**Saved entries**
•••
PR #1672, opened 2025-08-05
Migrate soci to urfave/cli/v2

Kern--:
**Issue #, if available:**

**Description of changes:**
Partial carry of #1587 (thanks @austinvazquez!)

V2 and V3 both have a bunch of changes, so I want to split the original PR in 2 to make it easier to review. 

The migration guide is here: https://cli.urfave.org/migrate-v1-to-v2/

**Testing performed:**

### DIFF
--- a/cmd/soci/commands/internal/store.go
+++ b/cmd/soci/commands/internal/store.go
@@ -18,13 +18,13 @@ package internal
 
 import (
 	"github.com/awslabs/soci-snapshotter/soci/store"
-	"github.com/urfave/cli"
+	"github.com/urfave/cli/v2"
 )
 
 // ContentStoreOptions builds a list of content store options from a CLI context.
 func ContentStoreOptions(context *cli.Context) []store.Option {
 	return []store.Option{
-		store.WithType(store.ContentStoreType(context.GlobalString("content-store"))),
-		store.WithContainerdAddress(context.GlobalString("address")),
+		store.WithType(store.ContentStoreType(context.String("content-store"))),
+		store.WithContainerdAddress(context.String("address")),
 	}
 }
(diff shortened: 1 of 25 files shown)


Kern--:
~~Looks like there's a bug in urfave/cli/v2 where you can't set an integer with a default value to 0 (it just resets to the default): https://github.com/urfave/cli/issues/1050~~

~~Seems like it was fixed in v3, but that means we can't update in two steps :(~~

Actually, I think that's wrong. I think the real issue is that in V2, flags need to come before args.

sondavidb:
> I think the real issue is that in V2, flags need to come before args.

Yeah, this is also changed in v3 where flag ordering doesn't matter there (I think?) so this might not be worth trying to split into two different PRs from that alone

cmd/soci/commands/internal/store.go
```diff
@@ -17,14 +17,15 @@
...
+	"github.com/urfave/cli/v2"
 )
 
 // ContentStoreOptions builds a list of content store options from a CLI context.
 func ContentStoreOptions(context *cli.Context) []store.Option {
 	return []store.Option{
-		store.WithType(store.ContentStoreType(context.GlobalString("content-store"))),
-		store.WithContainerdAddress(context.GlobalString("address")),
+		store.WithType(store.ContentStoreType(context.String("content-store"))),
+		store.WithContainerdAddress(config.TrimSocketAddress(context.String("address"))),
```
sondavidb: We already trim the socket address in the helper func ([ref](https://github.com/awslabs/soci-snapshotter/blob/bdd630e2f63811782606ddfce57cf4cab783663b/soci/store/store.go#L149-L154))

Kern--:
> Yeah, this is also changed in v3 where flag ordering doesn't matter there (I think?) so this might not be worth trying to split into two different PRs from that alone

I see discussion on the order of precedent of alt sources, but I don't see any indication that flags can come after args in v3.

sondavidb:
> I don't see any indication that flags can come after args in v3.

I think here? https://github.com/urfave/cli/pull/1987

sondavidb (approved):

Shubhranshu153 (approved):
•••
**REQUIRED WORK**
Write out each line of the data that holds the string "indication".

**RESPONSE TO THIS TASK**
I see discussion on the order of precedent of alt sources, but I don't see any indication that flags can come after args in v3.
> I don't see any indication that flags can come after args in v3.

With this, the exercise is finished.